Let A be a square matrix of order 3 such that `A=A^(T)=[(10,4,6),(a_(21)+a_(12),6,a_(23)+a_(32)),(a_(31)+a_(13),8,4)]`,where `a_(12), a_(23), a_(31)` are positive roots of the equation `x^(3)-6x^(2)+px-8=0, AA p in R`, then the absolute vlaue of `|A|` is equal to

To solve the problem, we need to find the absolute value of the determinant of the symmetric matrix \( A \) given by: \[ A = \begin{pmatrix} 10 & 4 & 6 \\ a_{21} + a_{12} & 6 & a_{23} + a_{32} \\ a_{31} + a_{13} & 8 & 4 \end{pmatrix} \] where \( a_{12}, a_{23}, a_{31} \) are the positive roots of the polynomial equation \( x^3 - 6x^2 + px - 8 = 0 \). ### Step 1: Identify the roots and their properties From Vieta's formulas, we know: - The sum of the roots \( a_{12} + a_{23} + a_{31} = 6 \) - The product of the roots \( a_{12} a_{23} a_{31} = 8 \) ### Step 2: Assume values for the roots Since \( a_{12}, a_{23}, a_{31} \) are positive roots and their sum is 6, we can assume: \[ a_{12} = a_{23} = a_{31} = 2 \] This satisfies both the sum and the product conditions: - \( 2 + 2 + 2 = 6 \) - \( 2 \cdot 2 \cdot 2 = 8 \) ### Step 3: Substitute the values into the matrix Now substituting \( a_{12} = 2, a_{23} = 2, a_{31} = 2 \) into the matrix \( A \): \[ A = \begin{pmatrix} 10 & 4 & 6 \\ 2 + 2 & 6 & 2 + 2 \\ 2 + 2 & 8 & 4 \end{pmatrix} = \begin{pmatrix} 10 & 4 & 6 \\ 4 & 6 & 4 \\ 4 & 8 & 4 \end{pmatrix} \] ### Step 4: Calculate the determinant of matrix \( A \) To calculate the determinant of \( A \): \[ |A| = \begin{vmatrix} 10 & 4 & 6 \\ 4 & 6 & 4 \\ 4 & 8 & 4 \end{vmatrix} \] Using the determinant formula for a \( 3 \times 3 \) matrix: \[ |A| = a(ei - fh) - b(di - fg) + c(dh - eg) \] where \( A = \begin{pmatrix} a & b & c \\ d & e & f \\ g & h & i \end{pmatrix} \).
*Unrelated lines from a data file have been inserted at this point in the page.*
PR #4337, opened 2025-09-04
[commit-msg-hook] Allow verbatim text with `>`

xmkg:
Sometimes we might need to copy output verbatim from some other tool or quote additional context. The commit message hook shouldn't enforce the rules to those parts.

MULTI-2224

### DIFF
--- a/git-hooks/commit-msg.py
+++ b/git-hooks/commit-msg.py
@@ -30,7 +30,7 @@ class CommitMsgRulesChecker:
         RULE6 =   "MSG6.  Do not end the subject line with a period."
         RULE8 =   "MSG8.  If adding a body, separate it from the subject with a blank line."
         RULE10 =  "MSG10. Do not include more than 1 consecutive blank line, except in quoted text."
-        RULE12 =  "MSG12. Wrap the body at 72 characters, except on quoted lines and references."
+        RULE12 =  "MSG12. Wrap the body at 72 characters, except on lines consisting only of blockquotes, references, or sign-offs."
         # fmt: on
 
     def __init__(self, msg):
@@ -57,7 +57,7 @@ class CommitMsgRulesChecker:
 
         self.errors = self.validate_all()
 
-    def should_ignore_line(self, line):
+    def is_inflexible_line(self, line):
         return bool(
             # Ignore quoted lines
             re.match("(>).*\n?", line)
@@ -103,7 +103,7 @@ class CommitMsgRulesChecker:
         return not any(both_blank(l1, l2) for l1, l2 in zip(self.body, self.body[1:]))
 
     def validate_rule12(self):
-        return all(len(line) <= 72 for line in self.body if not self.should_ignore_line(line))
+        return all(len(line) <= 72 for line in self.body if not self.is_inflexible_line(line))
 
 
 def validate(msg):
--- a/CONTRIBUTING.md
+++ b/CONTRIBUTING.md
@@ -178,7 +178,7 @@ try to find a generic unifying category, or choose the most relevant.<br>
 **MSG9.** Use multiple paragraphs in the body if needed. Separate them with a blank line.<br>
 **MSG10.** Do not include more than 1 consecutive blank line, except in quoted text.<br>
 **MSG11.** Use punctuation normally in the body.<br>
-**MSG12.** Wrap the body at 72 characters, except on quoted lines and references.<br>
+**MSG12.** Wrap the body at 72 characters, except on lines consisting only of blockquotes, references, or sign-offs.<br>
 **MSG13.** Use the body to explain *what* and *why*, rather than *how*.<br>
 **MSG14.** Be descriptive but succinct and avoid filler text.<br>
 **MSG15.** Omit the body if the subject is self-explanatory.<br>


git-hooks/commit-msg.py
```diff
@@ -46,8 +46,11 @@ def __init__(self, msg):
 
         self.enough = False
 
+        self.msg = msg
         # Strip comments and trailing whitespace
-        self.msg = re.sub(r"^#.*\n?", "", msg, flags=re.MULTILINE)
+        self.msg = re.sub(r"^#.*\n?", "", self.msg, flags=re.MULTILINE)
+        # Strip verbatim text (rules should not apply)
+        self.msg = re.sub(r"^>.*\n?", "", self.msg, flags=re.MULTILINE)
```
jimporter: Could this run afoul of `MSG10`? ("Do not include more than 1 consecutive blank line")

For example, I think the following commit message would fail:

```
[tag] Do something useful

The standard says the following:

> 1.1: Lorem ipsum dolor sit amet, consectetur adipiscing elit...

> 1.3: Sed ut perspiciatis unde omnis iste natus error sit voluptatem...

Therefore, we need to etc, etc
```

xmkg: Good point, and well spotted! I wonder how we should approach this. Should the regex optionally swallow the empty new line before and after? @ricab opinions?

Substituting the values: \[ |A| = 10(6 \cdot 4 - 4 \cdot 8) - 4(4 \cdot 4 - 4 \cdot 8) + 6(4 \cdot 8 - 6 \cdot 4) \] Calculating each term: 1. \( 6 \cdot 4 - 4 \cdot 8 = 24 - 32 = -8 \) 2. \( 4 \cdot 4 - 4 \cdot 8 = 16 - 32 = -16 \) 3. \( 4 \cdot 8 - 6 \cdot 4 = 32 - 24 = 8 \) Now substituting back: \[ |A| = 10(-8) - 4(-16) + 6(8) \] Calculating: \[ |A| = -80 + 64 + 48 = 32 \] ### Step 5: Absolute value of the determinant The absolute value of the determinant is: \[ |A| = 32 \] ### Final Answer Thus, the absolute value of \( |A| \) is \( \boxed{32} \).